Rohin Shah comments on The Field of AI Alignment: A Postmortem, and What To Do About It

Rohin Shah 29 Dec 2024 17:05 UTC
8 points
2
Re: (1), if you look through the thread for the comment of mine that was linked above, I respond to top-down heuristical-constraint-based search as well. I agree the response is different and not just “computational inefficiency”.
Re: (2), I agree that near-future systems will be easily retargetable by just changing the prompt or the evaluator function (this isn’t new to the o-series, you can also “retarget” any LLM chatbot by giving it a different prompt). If this continues to superintelligence, I would summarize it as “it turns out alignment wasn’t a problem” (e.g. scheming never arose, we never had problems with LLMs exploiting systematic mistakes in our supervision, etc). I’d summarize this as “x-risky misalignment just doesn’t happen by default”, which I agree is plausible (see e.g. here), but when I’m talking about the viability of alignment plans like “retarget the search” I generally am assuming that there is some problem to solve.
(Also, random nitpick, who is talking about inference runs of billions of dollars???)
- Thane Ruthenis 29 Dec 2024 17:39 UTC
  4 points
  0
  Parent
  1. Yup, I read through it after writing the previous response and now see that you don’t need to be convinced of that point. Sorry about dragging you into this.

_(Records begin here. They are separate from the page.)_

PR #1889, opened 2023-03-29
feat: Add a verbose option to the docker-builder

rbehjati:
Tested with `build` and `dry-run` commands.
For `build` tested with an invalid image digest, and the errors are printed to console.

### DIFF
--- a/.github/workflows/builder_docker-based_slsa3.yml
+++ b/.github/workflows/builder_docker-based_slsa3.yml
@@ -250,13 +250,15 @@ jobs:
             --build-definition-path build-definition.json \
             --builder-image "${BUILDER_IMAGE}@${BUILDER_DIGEST}" \
             --git-commit-digest "sha1:${GITHUB_SHA}" \
-            --source-repo "git+https://github.com/${GITHUB_REPOSITORY}${REF}"
+            --source-repo "git+https://github.com/${GITHUB_REPOSITORY}${REF}" \
+            --verbose
           "${GITHUB_WORKSPACE}/${BUILDER_BINARY}" dry-run \
             --build-config-path "${CONFIG_PATH}" \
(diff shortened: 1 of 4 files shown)


internal/builders/docker/commands.go
```diff
@@ -43,6 +49,8 @@ func DryRunCmd(check func(error)) *cobra.Command {
 		Use:   "dry-run [FLAGS]",
 		Short: "Generates and stores a JSON-formatted BuildDefinition based on the input arguments.",
 		Run: func(cmd *cobra.Command, args []string) {
+			defer printVerboseHint(inputOptions.Verbose)
```
rbehjati, line 52: @asraa I added this hoping to get the hint printed out, but it does not work. Is it because `os.Exit(1)` is explicitly called in the `checkExit` function? Or am I doing something wrong?

rbehjati: Yes. This works, but if I don't pass `--verbose`, I don't get "use --verbose to see detailed error". 

Or I can remove this and fix it later.

rbehjati: I removed the hint for now :)

asraa (commented):
Thanks! One more - could you add the --verbose option to the workflow build and dry-run commands?

rbehjati:
> Thanks! One more - could you add the --verbose option to the workflow build and dry-run commands?

Good point. Thanks. Done. Can you take another look?

asraa (approved):
That's perfect - I'm happy with this being an option. I think I would've been OK if it was always turned on since GH logs are long and verbose anyway, but I like this feature, just in case there's some reason that the logs are leaky or need to reason to be silenced

ianlewis (approved):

  2. I could nitpick the details here, but I think the discussion has kind of wandered away from any pivotal points of disagreement, plus John didn’t want object-level arguments under this post. So I petition to leave it at that.
  Also, random nitpick, who is talking about inference runs of billions of dollars???
  There’s a log-scaling curve, OpenAI have already spent on the order of a million dollars just to score well on some benchmarks, and people are talking about “how much would you be willing to pay for the proof of the Riemann Hypothesis?”. It seems like a straightforward conclusion that if o-series/inference-time scaling works as well as ML researchers seem to hope, there’d be billion-dollar inference runs funded by some major institutions.
  - Rohin Shah 29 Dec 2024 19:07 UTC
    6 points
    2
    Parent
    OpenAI have already spent on the order of a million dollars just to score well on some benchmarks
    Note this is many different inference runs each of which was thousands of dollars. I agree that people will spend billions of dollars on inference in total (which isn’t specific to the o-series of models). My incredulity was at the idea of spending billions of dollars on a single episode, which is what I thought you were talking about given that you were talking about capability gains from scaling up inference-time compute.